(Exercise details) Scan the entries that follow and copy out every line containing "below".

(Recorded information)

== Segment start ==

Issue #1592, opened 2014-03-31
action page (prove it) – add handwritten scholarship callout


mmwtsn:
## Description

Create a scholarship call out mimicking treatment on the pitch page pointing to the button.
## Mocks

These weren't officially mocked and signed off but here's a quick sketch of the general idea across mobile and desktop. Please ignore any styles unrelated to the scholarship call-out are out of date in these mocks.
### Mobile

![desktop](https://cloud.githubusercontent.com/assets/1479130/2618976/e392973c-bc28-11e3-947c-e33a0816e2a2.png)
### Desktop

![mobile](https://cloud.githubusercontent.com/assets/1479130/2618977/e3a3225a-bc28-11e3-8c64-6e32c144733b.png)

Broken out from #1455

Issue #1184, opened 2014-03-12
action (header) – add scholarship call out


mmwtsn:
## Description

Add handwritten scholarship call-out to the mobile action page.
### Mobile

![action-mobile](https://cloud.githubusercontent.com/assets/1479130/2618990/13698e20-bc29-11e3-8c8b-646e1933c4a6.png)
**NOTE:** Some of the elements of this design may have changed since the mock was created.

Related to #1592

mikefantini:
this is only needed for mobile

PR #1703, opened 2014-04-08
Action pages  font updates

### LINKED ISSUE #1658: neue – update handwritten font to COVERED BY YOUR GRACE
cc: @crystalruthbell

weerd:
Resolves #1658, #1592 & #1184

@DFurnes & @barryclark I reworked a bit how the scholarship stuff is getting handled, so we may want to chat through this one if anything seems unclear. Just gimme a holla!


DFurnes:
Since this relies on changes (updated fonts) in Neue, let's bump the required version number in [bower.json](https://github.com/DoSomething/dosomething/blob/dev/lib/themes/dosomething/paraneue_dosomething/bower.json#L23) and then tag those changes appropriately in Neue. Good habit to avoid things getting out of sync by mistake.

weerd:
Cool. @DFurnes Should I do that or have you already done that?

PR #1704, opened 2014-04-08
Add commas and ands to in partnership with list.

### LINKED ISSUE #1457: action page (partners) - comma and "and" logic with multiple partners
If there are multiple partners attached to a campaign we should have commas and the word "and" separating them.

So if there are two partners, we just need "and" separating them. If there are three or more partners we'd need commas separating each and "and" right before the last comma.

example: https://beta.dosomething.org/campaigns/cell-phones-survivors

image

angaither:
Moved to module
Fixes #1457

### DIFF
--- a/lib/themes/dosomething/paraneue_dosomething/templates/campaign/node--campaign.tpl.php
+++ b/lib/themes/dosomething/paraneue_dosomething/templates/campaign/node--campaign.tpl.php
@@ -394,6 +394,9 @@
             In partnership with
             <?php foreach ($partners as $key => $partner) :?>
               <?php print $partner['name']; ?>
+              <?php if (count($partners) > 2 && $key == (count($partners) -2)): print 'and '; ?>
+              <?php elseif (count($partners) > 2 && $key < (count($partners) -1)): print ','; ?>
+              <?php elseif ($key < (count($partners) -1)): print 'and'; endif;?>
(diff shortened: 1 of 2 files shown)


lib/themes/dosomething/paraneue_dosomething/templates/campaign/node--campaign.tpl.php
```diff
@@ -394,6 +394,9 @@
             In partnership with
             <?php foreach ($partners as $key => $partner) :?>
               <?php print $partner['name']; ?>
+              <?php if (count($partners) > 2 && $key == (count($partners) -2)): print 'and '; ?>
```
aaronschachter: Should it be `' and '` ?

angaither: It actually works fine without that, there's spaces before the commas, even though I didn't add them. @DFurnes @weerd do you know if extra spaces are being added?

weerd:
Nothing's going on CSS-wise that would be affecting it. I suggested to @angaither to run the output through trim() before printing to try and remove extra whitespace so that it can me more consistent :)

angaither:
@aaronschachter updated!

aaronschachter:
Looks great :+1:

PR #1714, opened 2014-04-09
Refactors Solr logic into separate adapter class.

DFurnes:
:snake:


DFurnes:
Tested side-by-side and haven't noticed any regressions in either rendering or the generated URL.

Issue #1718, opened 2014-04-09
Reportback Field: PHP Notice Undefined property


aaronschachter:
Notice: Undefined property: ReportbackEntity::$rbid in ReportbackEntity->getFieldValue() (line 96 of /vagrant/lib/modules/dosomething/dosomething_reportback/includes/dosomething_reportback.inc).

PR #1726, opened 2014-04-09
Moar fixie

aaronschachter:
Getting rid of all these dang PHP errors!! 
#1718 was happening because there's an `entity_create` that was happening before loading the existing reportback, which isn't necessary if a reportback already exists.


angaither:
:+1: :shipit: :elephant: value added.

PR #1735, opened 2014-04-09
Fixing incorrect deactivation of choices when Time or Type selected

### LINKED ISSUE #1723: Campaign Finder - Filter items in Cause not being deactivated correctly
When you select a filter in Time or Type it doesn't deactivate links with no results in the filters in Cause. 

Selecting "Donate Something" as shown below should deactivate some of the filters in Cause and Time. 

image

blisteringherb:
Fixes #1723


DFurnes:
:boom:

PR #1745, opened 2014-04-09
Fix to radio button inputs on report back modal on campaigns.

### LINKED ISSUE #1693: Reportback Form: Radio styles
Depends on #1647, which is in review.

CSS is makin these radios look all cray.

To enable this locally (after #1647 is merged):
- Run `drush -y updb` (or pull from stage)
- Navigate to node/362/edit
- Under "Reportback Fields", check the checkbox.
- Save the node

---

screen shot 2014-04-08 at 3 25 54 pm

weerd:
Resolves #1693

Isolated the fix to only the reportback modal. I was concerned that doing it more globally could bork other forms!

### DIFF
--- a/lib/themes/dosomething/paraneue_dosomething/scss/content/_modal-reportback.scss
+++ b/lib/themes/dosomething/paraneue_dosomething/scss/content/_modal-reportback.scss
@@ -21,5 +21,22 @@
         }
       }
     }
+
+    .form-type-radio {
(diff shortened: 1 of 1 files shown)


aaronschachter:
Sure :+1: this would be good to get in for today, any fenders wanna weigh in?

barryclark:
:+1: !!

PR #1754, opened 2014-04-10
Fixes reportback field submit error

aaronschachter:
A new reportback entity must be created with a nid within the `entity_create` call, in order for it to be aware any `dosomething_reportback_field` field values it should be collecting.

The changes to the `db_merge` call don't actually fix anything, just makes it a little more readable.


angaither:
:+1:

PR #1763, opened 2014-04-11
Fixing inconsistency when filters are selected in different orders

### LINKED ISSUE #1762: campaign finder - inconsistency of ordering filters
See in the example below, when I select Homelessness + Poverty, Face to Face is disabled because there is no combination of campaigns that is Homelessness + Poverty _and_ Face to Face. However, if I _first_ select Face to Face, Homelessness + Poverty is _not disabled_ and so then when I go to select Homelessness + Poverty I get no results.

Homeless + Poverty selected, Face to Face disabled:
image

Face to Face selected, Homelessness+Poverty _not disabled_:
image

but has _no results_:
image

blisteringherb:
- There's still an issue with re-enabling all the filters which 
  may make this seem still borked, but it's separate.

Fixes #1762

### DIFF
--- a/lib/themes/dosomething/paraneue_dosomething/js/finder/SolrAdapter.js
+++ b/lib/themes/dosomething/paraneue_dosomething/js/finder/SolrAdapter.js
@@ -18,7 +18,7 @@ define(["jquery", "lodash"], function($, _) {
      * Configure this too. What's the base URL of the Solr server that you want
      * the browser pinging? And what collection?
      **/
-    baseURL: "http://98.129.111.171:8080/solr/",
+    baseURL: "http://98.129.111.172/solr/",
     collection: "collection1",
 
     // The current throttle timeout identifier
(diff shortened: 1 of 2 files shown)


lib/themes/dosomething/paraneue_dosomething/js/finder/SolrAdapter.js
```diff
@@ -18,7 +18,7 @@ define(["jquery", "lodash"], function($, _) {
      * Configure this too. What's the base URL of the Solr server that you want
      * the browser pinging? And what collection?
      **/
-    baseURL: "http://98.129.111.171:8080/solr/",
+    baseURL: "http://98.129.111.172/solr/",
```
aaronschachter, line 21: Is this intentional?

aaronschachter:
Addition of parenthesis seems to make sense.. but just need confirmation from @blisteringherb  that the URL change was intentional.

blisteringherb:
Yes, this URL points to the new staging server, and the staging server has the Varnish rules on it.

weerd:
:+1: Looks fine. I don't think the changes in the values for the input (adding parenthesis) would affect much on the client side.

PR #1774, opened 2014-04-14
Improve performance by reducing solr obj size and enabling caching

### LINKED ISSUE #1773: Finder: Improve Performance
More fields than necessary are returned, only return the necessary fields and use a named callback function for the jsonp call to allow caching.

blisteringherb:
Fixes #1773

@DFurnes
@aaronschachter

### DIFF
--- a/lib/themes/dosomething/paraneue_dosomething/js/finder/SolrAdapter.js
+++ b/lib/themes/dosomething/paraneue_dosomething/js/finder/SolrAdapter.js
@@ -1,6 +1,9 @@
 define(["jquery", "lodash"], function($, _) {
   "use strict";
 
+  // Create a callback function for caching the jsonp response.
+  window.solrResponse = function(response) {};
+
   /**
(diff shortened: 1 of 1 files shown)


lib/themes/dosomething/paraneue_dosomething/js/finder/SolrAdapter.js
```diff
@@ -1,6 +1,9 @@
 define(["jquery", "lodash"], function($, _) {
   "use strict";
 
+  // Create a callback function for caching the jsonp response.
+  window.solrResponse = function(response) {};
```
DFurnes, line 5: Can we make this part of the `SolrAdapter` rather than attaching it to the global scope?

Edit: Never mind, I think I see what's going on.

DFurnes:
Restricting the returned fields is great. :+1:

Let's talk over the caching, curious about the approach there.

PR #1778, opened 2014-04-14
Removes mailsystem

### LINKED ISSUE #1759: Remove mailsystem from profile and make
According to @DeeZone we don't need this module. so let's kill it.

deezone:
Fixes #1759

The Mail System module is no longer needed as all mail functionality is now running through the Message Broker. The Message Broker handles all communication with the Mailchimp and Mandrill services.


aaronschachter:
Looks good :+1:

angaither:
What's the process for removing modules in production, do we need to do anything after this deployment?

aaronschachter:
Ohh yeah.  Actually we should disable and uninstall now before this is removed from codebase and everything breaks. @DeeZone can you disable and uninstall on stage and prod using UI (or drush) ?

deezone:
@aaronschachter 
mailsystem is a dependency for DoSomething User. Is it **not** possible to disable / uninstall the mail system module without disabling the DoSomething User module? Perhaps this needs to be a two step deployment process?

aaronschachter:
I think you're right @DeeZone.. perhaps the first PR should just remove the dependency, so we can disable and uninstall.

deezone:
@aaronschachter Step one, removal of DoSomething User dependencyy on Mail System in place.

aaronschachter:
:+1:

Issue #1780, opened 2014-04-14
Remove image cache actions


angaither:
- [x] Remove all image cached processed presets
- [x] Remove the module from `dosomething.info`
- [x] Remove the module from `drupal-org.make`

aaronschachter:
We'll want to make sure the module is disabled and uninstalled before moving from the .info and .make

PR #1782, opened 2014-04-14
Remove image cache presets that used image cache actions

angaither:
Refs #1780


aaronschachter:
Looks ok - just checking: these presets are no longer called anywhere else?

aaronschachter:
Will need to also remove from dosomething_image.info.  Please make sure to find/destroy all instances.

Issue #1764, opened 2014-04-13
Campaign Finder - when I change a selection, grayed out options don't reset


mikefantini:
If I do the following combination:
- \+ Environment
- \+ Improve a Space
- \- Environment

== Segment end ==

(Task answer)
Selecting "Donate Something" as shown below should deactivate some of the filters in Cause and Time. 
See in the example below, when I select Homelessness + Poverty, Face to Face is disabled because there is no combination of campaigns that is Homelessness + Poverty _and_ Face to Face. However, if I _first_ select Face to Face, Homelessness + Poverty is _not disabled_ and so then when I go to select Homelessness + Poverty I get no results.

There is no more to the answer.